Ebenso wird auch das Einfrieren der Kopfhaut nicht den gewünschten Erfolg bringen. Hartnäckig halten sich darüber hinaus Gerüchte, dass Öl, Kokosöl oder Essig als Kopflausmittel eingesetzt werden können – auch das ist allerdings ein Irrglaube und zudem nicht sonderlich appetitlich.

Nicht locken lassen solltest Du Dich zudem vom Fachhandel, der oftmals mit Shampoos oder Cremes gegen Läuse vorgehen möchte. Davon lassen sich die Schädlinge allerdings überhaupt nicht beeindrucken.

Wann ist der Besuch beim Arzt ratsam? 

Da von den Läusen in der Wohnung bzw. auf dem Kopf keine Gefahr für die Gesundheit der Menschen ausgeht, ist der Besuch beim Arzt in der Regel auch nicht notwendig.

Sollte allerdings der erste Behandlungsversuch fehlgeschlagen sein und sich trotz des Auskämmens mit dem Läusespray noch Larven, Eier oder Läuse auf dem Kopf befinden, sind etwas härtere Geschütze durch den Arzt aufzufahren.

Gleichzeitig sollte ein Mediziner auch dann in Anspruch genommen werden, wenn es sich bei der betroffenen Person um eine Schwangere, ein Säugling oder ein Kleinkind handelt.

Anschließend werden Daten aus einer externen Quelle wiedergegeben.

PR #1843, opened 2018-11-08
Updated docstrings for Bio.SearchIO. Issue #1203

svalqui:
This pull request addresses issue #1203 

### DIFF
--- a/Bio/SearchIO/BlastIO/blast_tab.py
+++ b/Bio/SearchIO/BlastIO/blast_tab.py
@@ -212,6 +212,7 @@ class BlastTabParser(object):
         self.line = self.handle.readline().strip()
 
     def __iter__(self):
+        """Iterate over BlastTabParser, yield query result."""
         # stop iteration if file has no lines
         if not self.line:
             return
--- a/Bio/SearchIO/BlastIO/blast_tab.py
+++ b/Bio/SearchIO/BlastIO/blast_tab.py
@@ -212,7 +212,7 @@ class BlastTabParser(object):
         self.line = self.handle.readline().strip()
 
     def __iter__(self):
-        """Iterate over BlastTabParser, yield query result."""
+        """Iterate over BlastTabParser, yields query results."""
         # stop iteration if file has no lines
         if not self.line:
             return
--- a/Bio/SearchIO/_model/hit.py
+++ b/Bio/SearchIO/_model/hit.py
@@ -147,7 +147,7 @@ class Hit(_BaseSearchObject):
             self.append(hsp)
 
     def __repr__(self):
-        """Return Hit id, query id, and number of hsps."""
+        """Return string representation of Hit object."""
         return "Hit(id=%r, query_id=%r, %r hsps)" % (self.id, self.query_id,
                                                      len(self))
 
@@ -172,7 +172,7 @@ class Hit(_BaseSearchObject):
         return hsp in self._items
 
     def __str__(self):
-        """Return the string of hit and its values recursively."""
+        """Return a human readable summary of the Hit object."""
         lines = []
 
         # set query id line
@@ -236,7 +236,7 @@ class Hit(_BaseSearchObject):
         return '\n'.join(lines)
 
     def __getitem__(self, idx):
-        """Return item of index idx."""
+        """Return the HSP object at the given index."""
         # if key is slice, return a new Hit instance
         if isinstance(idx, slice):
             obj = self.__class__(self.hsps[idx])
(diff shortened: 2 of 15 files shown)


svalqui:
Added docstrings for Bio.SearchIO.

Bio/SearchIO/BlastIO/blast_tab.py
```diff
@@ -212,6 +212,7 @@ def __init__(self, handle, comments=False, fields=_DEFAULT_FIELDS):
         self.line = self.handle.readline().strip()
 
     def __iter__(self):
+        """Iterate over BlastTabParser, yield query result."""
```
peterjc: You've not been consistent with yield/yields, and I would expect results plural given the context. How about "..., yields query results." here (and on the other entries)?

svalqui: @peterjc you are right, amended.

peterjc:
Would you like to merge this @bow, or are there further improvements you'd like to see first? Thanks!

Bio/SearchIO/_model/hit.py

Liegen Vorerkrankungen der Haut vor oder ist die Haut auf dem Kopf aufgrund eines Juckreizes bereits stark aufgekratzt, sollte ebenfalls medizinische Hilfe in Anspruch genommen werden.

Vorbeugen: Ist das möglich? 

Wirkliche Vorbeugungsmaßnahmen, mit denen sich ein Lausbefall verhindern lässt, gibt es nicht. Allerdings ist es ratsam, im Falle eines Befalls im näheren Umfeld zügig zu reagieren.

Das bedeutet aber wiederum nicht, dass sofort sämtliche Hebel in Bewegung gesetzt werden müssen. Werden Kleidung, Handtücher und Bettwäsche zum Beispiel erst einmal heiß gewaschen (mindestens 60 Grad), trägt dies bereits zu einem Schutz vor den Läusen bei.

Eine mangelnde Körperhygiene oder fehlende Reinheit auf dem Kopf können nicht als Ursache für einen Lausbefall genannt werden, so dass es auch nichts bringt, sich noch intensiver die Haare zu waschen als ohnehin schon.

Fazit: Kopfläuse? Kein Grund zur Panik 

Kopfläuse zu haben ist für viele Menschen eine der schlimmsten Vorstellungen überhaupt. Schon der Gedanke daran sorgt für ein ungutes Gefühl am ganzen Körper, dabei ist ein Lausbefall auf dem Kopf eigentlich gar nicht so dramatisch.

Immerhin geht keine gesundheitliche Gefahr von den Tieren aus, zusätzlich übertragen diese auch keine Krankheiten oder andere Infektionen. Möchtest Du die Kopfläuse bekämpfen, kannst Du zudem einen einfachen und biologischen Weg gehen – mit dem Nissenkamm und dem Kopfläusespray.

Jegliche Chemie kann also getrost im Schrank bleiben und Du gehst das Problem auf deinem Kopf aus biologischer Sicht optimal an – und mit ein wenig Geduld wird sich dieses dann auch lösen lassen.